Monday, October 08, 2012

Merkel enters the lion's den

Zombie nation, Merkel nation . Stencil on the wall of a building in Thessaloniki, Greece

After much consideration I've decided that I'll be going down to Athens to cover the protests planned for the arrival of German chancellor, Angela Merkel to Greece. It's not a decision to be taken lightly as angry protesters are unlikely to be throwing rose petals and messages of good luck tomorrow. Already political organisations from across the entire political spectrum have said they will be calling upon supporters to take part in anti - austerity demonstrations on Tuesday in the centre of the Greek capital.In addition both public and private sector trade unions will be also part of the mix with marches set for 1 pm in Syntagma Square*, opposite parliament and the scene of the many violent confrontations.

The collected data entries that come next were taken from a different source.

PR #97, opened 2019-03-08
add support for multiple MR reapply groups in a single call, example script for MR FIX

coalsont:
Matt wants this in the release to be able to do the MR FIX groups without calling dedrift multiple times.  I ran a quick test of the dedrift edits, and of an edited copy of the new example script for MR FIX (not dedrift).


coalsont:
It looks like the existing IcaFixProcessingBatch.sh can't do multiple groups of runs per subject (day 1, day 2).  @glasserm?

glasserm:
I had forgotten that we had changed the Batch.  Tim's point is important too.  Could IcaFixProcessingBatch.sh be made to support this usecase?

glasserm:
We should update the Examples, Scripts, DeDriftAndResampleBatch file with the new instructions also

mharms:
If @coalsont could add that use case into the existing IcaFixProcessingBatch.sh, that would be optimal IMO (to reduce the number of example scripts that we need to maintain).

coalsont:
A multi-group setup for MR FIX needs a more involved argument format than normal FIX, but currently the trigger for whether to do MR FIX is whether the concat name is empty.  So, what do we expect the normal FIX to do if someone has a multi-group MR FIX setup and then sets the concat name to empty?

glasserm:
I guess each could be run individually or it could be an error.

coalsont:
I have tested the updated example script, there was a typo in a variable name in the previous MR FIX section.

coalsont:
Found some bugs, retesting.

Examples/Scripts/IcaFixProcessingBatch.sh
```diff
@@ -132,14 +132,14 @@ main() {
 		export FSL_FIXDIR=${FixDir}
 	fi
 
-	# set list of fMRI on which to run ICA+FIX
+	# set list of fMRI on which to run ICA+FIX, separate groups with @ (for MR FIX concatenation)
```
mharms: I'm thinking that users might be a little confused what is meant by "groups" without more context.  Could we add more explanation, and perhaps a (commented out) example of what `fMRINames` would look like in the multiple "groups" condition.

Part of the reason this could be confusing is that usually when the '@' construction is used, it has to be used between _all_ the inputs (so that there are no whitespaces at all).  In fact, because the situation is different here, perhaps we should use '%' rather than '@' to separate the groups -- which would also match nicely to the separator between groups used in the `--multirun-fix-names` argument of `DeDriftAndResamplePipeline.sh`

glasserm: I think making the usages similar is a good idea if they really do parallel eachother.

Examples/Scripts/IcaFixProcessingBatch.sh
```diff
@@ -157,53 +157,68 @@ main() {
...
+			    done
 			
-			echo "  InputFile: ${InputFile}"
+			    echo "  InputFile: ${InputFile}"
 
-			cmd="${queuing_command} ${FixScript} ${InputFile} ${bandpass} ${ConcatFileName} ${domot} ${TrainingData} ${FixThreshold}"
-			echo "About to run: ${cmd}"
-			${cmd}
+			    cmd=("${queuing_command[@]}" "${FixScript}" "${InputFile}" ${bandpass} ${ConcatFileName} ${domot} "${TrainingData}" ${FixThreshold})
+			    echo "About to run: ${cmd[*]}"
```
mharms: This is for my curiosity -- why do you use `${cmd[*]}` in the echo statement, but `${cmd[@]}` to actually invoke the command -- what's the difference?

coalsont: Partly habit - the logging functions at least used to only use $1, so if you passed them multiple arguments only the first one would be used - using @ within "" is special, it expands to multiple arguments, while * expands to a single argument with spaces between elements (if the default IFS is in effect):

```
tim@timsdev:~$ test=(a b c)
tim@timsdev:~$ echo "testing ${test[@]}"
testing a b c
tim@timsdev:~$ function countargs() { echo $#; }
tim@timsdev:~$ countargs "testing ${test[@]}"
3
tim@timsdev:~$ countargs "testing ${test[*]}"
1
```

Examples/Scripts/IcaFixProcessingBatch.sh
coalsont: dedrift takes the string as an input argument, if it used spaces it would need to be quoted, and some pipeline authors don't like being space-safe.  Here, it is in a variable that used to be space delimited in previous versions, and assignment to variables is generally already quoted to work correctly with spaces.  As it currently stands, people can copy their settings from a previous version of this example script and it will work, but if we go with @ and % to match dedrift, then previous settings won't work.

coalsont:
Commit 8907b69 is tested working for MR FIX, I am testing the change to % (and spaces) now, I expect it to work.

coalsont:
I need suggestions of a default example of two MR FIX groups, which some/many users will probably take as an endorsement of setting the MR FIX groups that way.  Are rest1_* and rest2_* collected on different days?

glasserm:
Use the task data example.



Sent from my Verizon, Samsung Galaxy smartphone


-------- Original message --------

coalsont:
I was hoping for something shorter and therefore easier for users to look at and comprehend, but okay.

mharms:
Yes, in the context of HCP-YA at least, REST1 and REST2 were collected within different sessions (generally on different days).  Can we please use `bandpass=pd2` as the example default, with a comment that `pdX` represents a polynomial detrend of order X?  It is very common for there to at least be a quadratric component to the drift.

coalsont:
Be aware that ordinary hcp_fix doesn't support hp=0 (crashes after a little bit with errors mentioning a folder named just ".ica"), and I'm guessing not "pd2" either.

mharms:
Arg... One caveat that we need to mention though, since we have a single Examples script that in inteded to guide users for bot single- and multi-run FIX, is that `bandpass=pdX` is only supported currently for MR-FIX.  Using bandpass=0 is not a solution to this either, since hp=0 isn't supported in single-run FIX (hcp_fix) either.

mharms:
You must not have the most up-to-date version of hcp_fix (now part of the freesurfer_v6_latest branch), because I changed it to specifically error out early on if bandpass=0.

coalsont:
Yes, this branch is based off master, not off freesurfer_v6_latest.

mharms:
If you are testing any ICAFIX related stuff, you should be using the freesurfer_v6_latest branch at this point.

Examples/Scripts/IcaFixProcessingBatch.sh
```diff
@@ -143,8 +143,10 @@ main() {
 	ConcatNames=""
 	ConcatNames="tfMRI_WM_GAMBLING_MOTOR_RL_LR tfMRI_LANGUAGE_SOCIAL_RELATIONAL_EMOTION_RL_LR"  ## Use space to separate concatenation groups
 
-	# set temporal highpass full-width (2*sigma) to use, in seconds
-	bandpass=0
+	# set temporal highpass full-width (2*sigma) to use, in seconds, cannot be 0 for single-run FIX
+	bandpass=2000
+	# MR FIX also supports 0 for linear, "pd2" for quadratic
```
mharms: Just so users know what is fully available, can we say:
```
# MR FIX also supports 0 for a linear detrend, or "pdX" for a polynomial detrend of order X 
# e.g., bandpass=pd1 is linear detrend (functionally equivalent to bandpass=0)
# bandpass=pd2 is a quadratic detrend
```

glasserm:
Not if all the code doesn't work with that.



Sent from my Verizon, Samsung Galaxy smartphone


-------- Original message --------

coalsont:
Octave doesn't like the freesurfer_v6_latest branch:

```
Thu Mar 14 14:33:45 CDT 2019:hcp_fix_multi_run: /usr/local/fix1.067/call_matlab.sh -r addpath('/basedir/Pipelines/ICAFIX/scripts'); functionhighpassandvariancenormalize(0.720000 , 'pd2', 'rfMRI_REST1_LR', '/usr/local/workbench/bin_linux64/wb_command');
<some warnings of shadowing functions>
Adding /matlabextras to MATLAB path
error: 'normalise' undefined near line 108 column 15
```

Examples/Scripts/IcaFixProcessingBatch.sh
coalsont: What is the verdict here?  Do we make it hard to copy paste between dedrift and this example, or do we make it hard for previous single-run fix users to get started with MR FIX?  Or do we require preserved spaces in the arguments to dedrift instead?

coalsont: It should also be possible to support both `a@b%c@d` and `a b%c d` conventions in this script without much trouble.

coalsont:
The example script that supports both @ and space for the last-level delimiter appears to launch the right commands, running it against master again to be sure (since the freesurfer 6 branch appears to be missing a matlab path for "normalise").

mharms:
Testing a fix now https://github.com/Washington-University/HCPpipelines/pull/97#issuecomment-473027545.
We had to change to using normalise.m in functionhighandpassvariancenormalize.m so that we could compile against $HCPPIPEDIR/global/matlab (and not need to compile against the FIX distribution).  But that broke interpreted mode, because $HCPPIPEDIR/global/matlab was not added to the path.  (I didn't re-test interpreted mode again after we got compiled working, so thanks for catching that).

Examples/Scripts/IcaFixProcessingBatch.sh
```diff
@@ -132,17 +132,23 @@ main() {
...
+	ConcatNames=""
+	ConcatNames="tfMRI_WM_GAMBLING_MOTOR_RL_LR tfMRI_LANGUAGE_SOCIAL_RELATIONAL_EMOTION_RL_LR"  ## Use space (or @) to separate concatenation groups
 
-	# set temporal highpass full-width (2*sigma) to use, in seconds
+	# set temporal highpass full-width (2*sigma) to use, in seconds, cannot be 0 for single-run FIX
 	bandpass=2000
+	# MR FIX also supports 0 for a linear detrend, or "pdX" for a polynomial detrend of order X
+	# e.g., bandpass=pd1 is linear detrend (functionally equivalent to bandpass=0)
+	# bandpass=pd2 is a quadratic detrend
+	bandpass=pd2
```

For their part, the Greek police has announced, depending on which media source you use, that 6000, 6500 or 7000 officers will be on duty including the notoriously violent riot units known as the MAT. Also 4 water canons will be on standby, marking an escalation in the arms race between police and protesters in Greece.

As far as the foreign and local mainstream media is concerned the visit by Merkel is being hailed as a diplomatic triumph for Greek PM, Antonis Samaras and proof that Germany is determined to keep Greece within the Eurozone. On the internet and in the streets and cafes the arrival of the German leader has provoked a reaction of anger and dismay, being viewed as an arrogant act of provocation at a time when the nation's poorest are being hammered by an public service cuts and tax hikes during an economic downturn unprecedented in modern Greek history. 

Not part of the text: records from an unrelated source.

Issue #1740, opened 2021-03-11
Bug: remove calcite-label from internals of checkbox and radio


driskull:
### Summary

Bug: remove calcite-label from internals of checkbox and radio

### Actual Behavior

these two components automatically add a calcite-label internally

### Expected Behavior

User is expected to add their own calcite-label externally

driskull:
@julio8a should this be a pre-1.0 breaking change?

julio8a:
Yes, likely. I want to spend some time reviewing all the `p-high` labels to see what else we have that might be breaking needed for 1.0

PR #2148, opened 2021-05-13
fix(calcite-radio-button): removing internal label

eriklharper:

Last week's policing fiasco when demonstrating shipyard workers stormed the grounds of the ministry of defence unopposed means the law enforcement authorities and the government will be determined to show that they are in charge of the situation on the streets. In operational terms that means the gloves will be off and a repeat of the violent clashes that marked the mass Indignant rallies last year is a distinct possibility.  


For photographers covering the events tomorrow this list of tips may prove useful.

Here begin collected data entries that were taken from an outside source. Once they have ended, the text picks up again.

Issue #2098, opened 2021-05-04
Bug: ValueListItem drag-handle is the wrong color


asangma:
### Actual Behavior
The icon in a value-list-item is incorrect.

### Expected Behavior
The icon should be 

| state | color |
|-----|-------|
| idle | border-color-3 |
| hover | text-color-1 |
| activated | text-color-1 |

cc @bstifle 

### Reproduction Steps or Sample

1. view `demos/value-list/advanced.html`

### Relevant Info

_Version_: `@esri/calcite-components@<version>`

- [ ] CDN
- [ ] NPM package

asangma:
Mind verifying this one?

asangma:
@julio8a Mind verifying this one?

bstifle:
@asangma should be border-1 #CACACA on idle 😇

julio8a:
Based on Bryan's comment, should I wait to verify then?

asangma:
See new PR.

asangma:
Updated with border-1

asangma:
Thanks for catching that @bstifle!

julio8a:
Nice! thank @asangma. Verified on master.

PR #2155, opened 2021-05-17
fix(value-list-item): updates handle colors to match CalciteHandle

asangma:
**Related Issue:** #2098

## Summary
Styles internal "handle" element to match CalciteHandle.

Refactoring ValueListItem to use Handle would be cool.
We are going to have a general ListItem, and when ValueListItem is refactored to use that component, we can take care of this then.


driskull (approved):
👍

If you feel you can help out financially (every bit helps, believe me) you can contribute via Paypal using cpwefl2003@hotmail.com

*UPDATE Greek trade unions have announced that the government has banned assembles in Syntagma Square and told them to choose another spot.

Thursday, October 04, 2012

Protesting Greek firefighters - Thessaloniki, Greece

With Greece's creditors demanding still more cuts in public spending in return for the next installment of bailout money, more and more public sector workers are protesting over cuts in wages which are dragging more and more more of those in employment into poverty.

Even while incomes shrink and unemployment grows Greece still remains one of the most expensive countries in the EU for everyday goods and services according to Eurostat.

Wednesday, October 03, 2012

RISE UP - Fight austerity now, while you still can.

Greek trade unionists protesting latest austerity measures

Greek trade unionists in the northern port city of Thessaloniki demonstrated against the latest round of austerity measures which are close to being finalised as Athens seeks to fulfill the conditions for the next tranche of bailout cash.

Measures include yet more tax hikes, pension cuts, privatisations and job cuts in civil service positions as well as wage cuts in the private sector.

Whilst Greeks struggle with the sixth consecutive year of economic contraction, prices of basic goods such as milk and meat remain among the highest in the EU, a legacy of the previous governments' unwillingness to tackle the cartels and monopolies that set prices throughout much of the economy.

Monday, October 01, 2012

The Genti Koule downhill urban race - Thessaloniki, Greece

Taking as its starting point the once notorious Genti Koule former prison, 160 cyclists competed in this year's Downhill Runaway event, each aiming to negotiate a course that took them from Thessaloniki's highest point to the the centre of the Greece's second largest city.

The course which included ramps that dropped sharply from the city's medieval walls provided a stiff challenge for participants and led to some crashes, luckily none serious.